In the mid-1980s, Hursey hypothesized that zeolite could be used to treat wounds by adsorbing water from blood while leaving clotting agents intact. He filed a patent in 1989 but struggled to market the product.

In 1999, Hursey partnered with entrepreneur Bart Gullong. Gullong and Hursey created a company called Z-Medica in 2002 to produce QuikClot. After the September 11 attacks, Gullong introduced QuikClot to the U.S. Navy and Marines, where it outperformed other hemostatic agents and was deployed in Iraq and Afghanistan in 2002.

The U.S. Army initially rejected QuikClot in favor of competing products. Hursey collaborated with mineral scientist Galen Stucky and the Office of Naval Research to develop an improved product using kaolin, which eliminated the exothermic burn reaction side effect with zeolite.

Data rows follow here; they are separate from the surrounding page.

PR #2224, opened 2023-01-11
Remove donation products from cart if WC is not the donations platform

adekbadek:
### All Submissions:

If the Reader Revenue platform is not set to Newspack (WooCommerce), but the WC suite is active, "buying" the donation products using WC UI should not be possible. 

See 1203536997639429-as-1203626633832534

1. Set the Reader Revenue platform to Newspack 
2. Complete the donation, via the Donate block or by directly buying using a WC product link (e.g. `/product/donate-one-time/`
3. Switch the Reader Revenue platform to a different one
4. Visit the WC product page, add it to cart
5. Navigate to the cart, observe it is empty

### Other information:

### DIFF
--- a/includes/class-donations.php
+++ b/includes/class-donations.php
@@ -69,6 +69,7 @@ class Donations {
 			add_action( 'woocommerce_checkout_update_order_meta', [ __CLASS__, 'woocommerce_checkout_update_order_meta' ] );
 			add_filter( 'woocommerce_billing_fields', [ __CLASS__, 'woocommerce_billing_fields' ] );
 			add_filter( 'pre_option_woocommerce_enable_guest_checkout', [ __CLASS__, 'disable_guest_checkout' ] );
+			add_action( 'template_redirect', [ __CLASS__, 'handle_cart' ] );
 			add_filter( 'amp_skip_post', [ __CLASS__, 'should_skip_amp' ], 10, 2 );
 		}
 	}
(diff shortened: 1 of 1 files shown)


includes/class-donations.php
```diff
@@ -848,5 +849,26 @@ public static function can_use_streamlined_donate_block() {
...
+	 * If WC is not the donations platform, the donation products should not be buyable.
+	 */
+	public static function handle_cart() {
+		if ( ! self::is_woocommerce_suite_active() ) {
+			return;
+		}
+		if ( self::is_platform_wc() ) {
+			return;
+		}
+		if ( \is_cart() || \is_checkout() ) {
```
leogermani, line 864: Since this is running in every request, I was wondering what would be the way to impact the less on performance.

I guess if we first checked for `is_cart() || is_checkout` and do the other 2 checks after that we will save some processing cycles, wouldn't we? we would only check those things if we are on the right page... WDYT?

leogermani (approved):
Works as described.

I left a comment to ask you about the order of the "ifs" and if we could make it in a way that will have the less impact possible

includes/class-donations.php
adekbadek: I'm not sure, actually. `is_cart` and `is_checkout` are the "heaviest" checks – both read an option and check for shortcodes in page, among other things. On the other hand, if we assume that most sites have WC active, the first check would be passed in most cases. Overall, I don't have a strong opinion on this kind of micro-optimisation.

leogermani: yeah it's hard to know. Best case scenario would be to use a hook that is fired only on checkout and cart pages. Have you considered using `woocommerce_before_checkout_form` and `woocommerce_before_cart`?

I just like to avoid having thins running in each and every request, but feel free to go ahead and merge it if you don't think this is a problem

adekbadek: Great suggestion! Done in 27e8095fc87aadb59fa2e46ba655fa27d1fc0262

leogermani:
It works but with a small glitch. When I go to my cart, I see an empty cart:

Captura de tela de 2023-01-12 08-47-53

Which is kind of a broken cart. If a refresh the page, I see the proper empty cart message:

Captura de tela de 2023-01-12 08-48-02

That's because we already loaded the `cart` template at this point, and not the `cart-empty` one.

There's one hook that looks better and precisely designed for this -> https://github.com/woocommerce/woocommerce/blob/3611d4643791bad87a0d3e6e73e031bb80447417/plugins/woocommerce/includes/shortcodes/class-wc-shortcode-cart.php#L91

`woocommerce_check_cart_items`

I've just tested it and it works fine.

adekbadek:
Thanks for the tip! Updated in a2d38d898e4760828e8fcc70cea0d9a8730c1c52

leogermani (approved):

In 2008, QuikClot was adopted across the U.S. military.

Hursey holds 39 patents related to QuikClot.

In 2020, Z-Medica was sold to Teleflex for over $500 million.

The story of Hursey and Gullong's invention was chronicled in Charles Barber's 2023 book, In the Blood: How Two Outsiders Solved a Centuries-Old Medical Mystery and Took on the U.S. Army.

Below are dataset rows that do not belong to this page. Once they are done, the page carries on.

PR #2225, opened 2023-01-11
feat(data-events): donation listeners

miguelpeixe:
### All Submissions:

This PR tweaks the hook into `woocommerce_checkout_order_processed` so it's more easily accessible for other parts of the code that might want to reach donation processing. There shouldn't be any change into how the `sync_reader_from_order()` behaves.

The following donation-related listeners are added:

### `donation_new`

When there's a new donation, either through Stripe or Newspack (WooCommerce) platforms.

### Data

| Name            | Type     |
| --------------- | -------- |
| `user_id`       | `int`    |
| `email`         | `string` |
| `amount`        | `float`  |
| `currency`      | `string` |
| `recurrence`    | `string` |
| `platform`      | `string` |
| `platform_data` | `array`  |

### `donation_subscription_new`

When there's a new WooCommerce Subscription. This action does not replace the `donation_new` that create the subscription.

| Name            | Type     |
| --------------- | -------- |
| `user_id`       | `int`    |
| `email`         | `string` |
| `amount`        | `float`  |
| `currency`      | `string` |
| `recurrence`    | `string` |
| `platform`      | `string` |
| `platform_data` | `array`  |

### `donation_subscription_cancelled`

When a WooCommerce Subscription is cancelled.

| Name              | Type     |
| ----------------- | -------- |
| `subscription_id` | `int`    |
| `user_id`         | `int`    |
| `email`           | `string` |
| `amount`          | `float`  |
| `currency`        | `string` |
| `recurrence`      | `string` |
| `platform`        | `string` |

### `donation_subscription_changed`

When a WooCommerce Subscription status changes.

| Name              | Type     |
| ----------------- | -------- |
| `subscription_id` | `int`    |
| `user_id`         | `int`    |
| `email`           | `string` |
| `status_before`   | `string` |
| `status_after`    | `string` |
| `amount`          | `float`  |
| `currency`        | `string` |
| `recurrence`      | `string` |
| `platform`        | `string` |

1. Make sure you have the following constants:
```
```
2. Make sure you have the Reader Revenue Newspack (WooCommerce) platform configured
3. Make a new one-time donation using the donation block
4. Confirm you see the logs with `[NEWSPACK-DATA-EVENTS][Newspack\Data_Events::dispatch]: Dispatching action "donation_new" via Action Scheduler.`
5. Visit WooCommerce's Status -> Scheduled Actions
6. Confirm you see the `newspack_data_events_as_dispatch ` hook with `donation_new` as well
7. Now make a recurring donation (subscription) and confirm you see the same with: `donation_subscription_new`, `donation_subscription_changed` (switching from `pending` to `active`)
8. WIth Reader Activation enabled, make sure you have ActiveCampaign configured with a master list
9. Make a donation with a new email and confirm the contact data with donation details is being updated to ActiveCampaign as expected
10. Switch the platform to Stripe and repeats steps from 3 to 7

### Other information:

### DIFF
--- a/includes/data-events/README.md
+++ b/includes/data-events/README.md
@@ -109,6 +109,10 @@ When a WooCommerce Subscription is cancelled.
 | `subscription_id` | `int`    |
 | `user_id`         | `int`    |
 | `email`           | `string` |
+| `amount`          | `float`  |
+| `currency`        | `string` |
+| `recurrence`      | `string` |
+| `platform`        | `string` |
 
 ### `donation_subscription_changed`
 
@@ -121,6 +125,10 @@ When a WooCommerce Subscription status changes.
 | `email`           | `string` |
 | `status_before`   | `string` |
 | `status_after`    | `string` |
+| `amount`          | `float`  |
+| `currency`        | `string` |
+| `recurrence`      | `string` |
+| `platform`        | `string` |
 
 ## Registering a new action
 
--- a/includes/data-events/README.md
+++ b/includes/data-events/README.md
@@ -80,6 +80,58 @@ When a reader updates their lists subscription from Newspack Newsletters.
 | `lists_added`   | `string[]` |
 | `lists_removed` | `string[]` |
 
+### `donation_new`
+
+When there's a new donation, either through Stripe or Newspack (WooCommerce) platforms.
+
+### Data
+
+| Name            | Type     |
+| --------------- | -------- |
+| `user_id`       | `int`    |
+| `email`         | `string` |
+| `amount`        | `float`  |
+| `currency`      | `string` |
+| `recurrence`    | `string` |
+| `platform`      | `string` |
+| `platform_data` | `array`  |
+
+### `donation_subscription_new`
+
+When there's a new WooCommerce Subscription. This action does not replace the `donation_new` that create the subscription.
+
+| Name            | Type     |
+| --------------- | -------- |
+| `user_id`       | `int`    |
+| `email`         | `string` |
+| `amount`        | `float`  |
+| `currency`      | `string` |
+| `recurrence`    | `string` |
+| `platform`      | `string` |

== Philanthropy and personal life ==
The Francis X. and Nancy Hursey Center for Advanced Engineering and Health Professions opened in 2021. In 2023, Hursey received an honorary doctorate from the University of Hartford.

He married Nancy O'Neil, a nurse, in 1967. They have three children and reside in West Hartford, Connecticut and Cape Cod. He is the primary investor in three hotels and two restaurants on Cape Cod. He also funds the Hursey Center hotel and youth camp in Uganda.